# Urgent Help required!



## SahilAr (Mar 4, 2015)

I lost my 500GB's of data 
Here's what happened:
My laptop was running very smoothly and all of a sudden,i don't know how my hard drive stopped responding..i think it was due to electricity..there was a power cut of few seconds and when the power came back(instantly)..the laptop was restarted automatically and hard drive started beeping..
Now,the problem is i can't find the same hard drive or pcb anywhere 
I have also attached screen shot of my hard drive and links of the same hard drive,please help me..i can't find this hard drive or pcb anywhere  
It's very urgent guys..500 GB of data  
Please help me

P.S:If any one is having same hard drive or pcb,please let me know..i am ready to pay any amount.





Amazon.com: ST9750420AS, 9RT14G-030, 0001DEM1, 9766 F, Seagate SATA 2.5 PCB: Computers & Accessories

Amazon.com: ST9750420AS, 5WS, WU, PN 9RT14G-030, FW 0001DEM1, Seagate 750GB SATA 2.5 Hard Drive: Computers & Accessories


----------



## SaiyanGoku (Mar 4, 2015)

Attachment isn't working, please upload on a 3rd party image sharing site like imgur.

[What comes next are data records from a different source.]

PR #12668, opened 2026-07-08
feat(BA-6788): process all workloads in a single tick by priority order in sequencer

fregataa:
## Summary
- `SchedulingSequencer.sequence()` previously kept only the highest-priority workloads (`max(priority)`) and dropped all lower-priority workloads from the scheduling pass.
- Now it groups workloads by priority and concatenates them in descending priority order, passing the full set to the underlying workload sequencer.
- No workload is dropped; priority only determines ordering, so higher-priority sessions are still attempted first while lower-priority ones remain eligible in the same tick.

Resolves BA-6788


changes/12668.breaking.md
HyeockJinKim, line 1: Since this involves a change to a fundamental assumption, I think it should be classified as a "breaking" change rather than an "enhancement."

HyeockJinKim (approved):

PR #12670, opened 2026-07-08
feat(BA-6787): add scope filtering to Role.scopes GraphQL filter

fregataa:
## Summary
- Add `scopeType` and `scopeId` fields to the `EntityFilter` GraphQL input so a role's scopes can be filtered by the **scope side** of the association (e.g. only the projects a role is mapped to).
- Previously `EntityFilter` exposed only `entity_type`/`entity_id`, which `search_role_scopes` already pins to `ROLE`/`<role_id>` — so the filter could not narrow results at all.
- Wire the new fields in the adapter's `_convert_entity_filter` to the existing `EntityScopeConditions.by_scope_type_*` / `by_scope_id_*` factories (model layer already implemented). New GQL fields are version-tagged via `gql_added_field(NEXT_RELEASE_VERSION)`.

## Test plan
- [x] `pants fmt / fix / lint / check` (incl. mypy) pass
- [x] Live manager (direct API, `./bai gql --v2`) verified:
  - `scopeType {equals/in}` filters by scope type (PROJECT vs USER)
  - `scopeId {equals/startsWith}` filters by scope id
  - `AND` / `NOT` compose correctly; no filter returns all scopes unchanged
- [x] v2-schema & supergraph snapshots regenerated with `Added in` version annotation
- [x] CI green

Resolves BA-6787

----
📚 Documentation preview 📚: https://sorna--12670.org.readthedocs.build/en/12670/

----
📚 Documentation preview 📚: https://sorna-ko--12670.org.readthedocs.build/ko/12670/

### DIFF
--- a/changes/12670.feature.md
+++ b/changes/12670.feature.md
@@ -1,0 +1,1 @@
+Support filtering a role's scopes by scope type and scope id in the `Role.scopes` GraphQL field.
--- a/docs/manager/graphql-reference/supergraph.graphql
+++ b/docs/manager/graphql-reference/supergraph.graphql
@@ -7056,6 +7056,16 @@ input EntityFilter
 {
   entityType: RBACElementTypeFilter = null
   entityId: StringFilter = null
+
+  """
+  Added in 26.8.0. Filter by the type of scope the entity is registered in.
+  """
+  scopeType: RBACElementTypeFilter = null
+
+  """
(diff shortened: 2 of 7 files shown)


seedspirit (approved):

ironAiken2 (approved):
LGTM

If the HDD is getting detected in the BIOS and if you want to access the data on it, use a live Linux OS bootable USB.


----------



## SahilAr (Mar 4, 2015)

Hard Drive is not getting detected,if it would have been working fine then why on earth would i post a thread like this one?


----------



## lywyre (Mar 4, 2015)

If there was a power cut/fluctuation, your laptop should have switched to battery.
Also, the beeps *could mean *fault with RAM/display. Does your laptop boot up and say '*Boot device missing*' or something like that?


----------



## SahilAr (Mar 4, 2015)

Nothing is wrong with either my Ram or display,the hard drive was tested in many other laptops too,but the same noise!!Does that means that their Ram/Display has got fault too?No!


----------



## lywyre (Mar 4, 2015)

Hard disk don't give out beeps. The sound you hear is the HDD trying to spin up and fail something more like a click than a beep. That is why I suggested it *could mean* fault with RAM/display.


----------



## SahilAr (Mar 4, 2015)

Okay
But why it would be display/RAM?Why can't it be PCB?
And about movement,i have checked platters..they are not stuck.


----------



## icebags (Mar 5, 2015)

u may try attaching hdd to some external hdd case/enclosure, and get confirmed if its dd or laptop issue.


----------



## SahilAr (Mar 5, 2015)

It is confirmed that hdd is having issue..i have tried all those tactics after trying these tactics i am very sure that there is something wrong with hdd that is why i posted for help here and that's why i am desperately looking for the same hdd/pcb.


----------



## icebags (Mar 5, 2015)

give it to rma and ask for data recovery. i dont think any other option available.


----------



## prateek70007 (Mar 5, 2015)

Data Recovery from a Professional is the only option man !! Your hard disk crashed.


----------



## SahilAr (Mar 5, 2015)

By no means,i am going to waste thousands of bucks upon a recovery firm!!


----------



## kkn13 (Mar 6, 2015)

SahilAr said:


> By no means,i am going to waste thousands of bucks upon a recovery firm!!



raise up this issue by sending stinker emails to the laptop company(if its an OEM drive) and ask them to fix the laptop and recover your data by saying its a manufacturing fault or something
worst case-try Akosha.com ,they dont charge you if you lose and if you win- Rs400 is their charge

^^try all options imho,you will get some amount of help


----------



## $hadow (Mar 6, 2015)

Yeah you can give that manufacturing defect thing a shot, who knows it might work.


----------



## SahilAr (Mar 31, 2015)

And why on earth would i do such a thing considering my laptop is already out of warranty for more than 2 years?


----------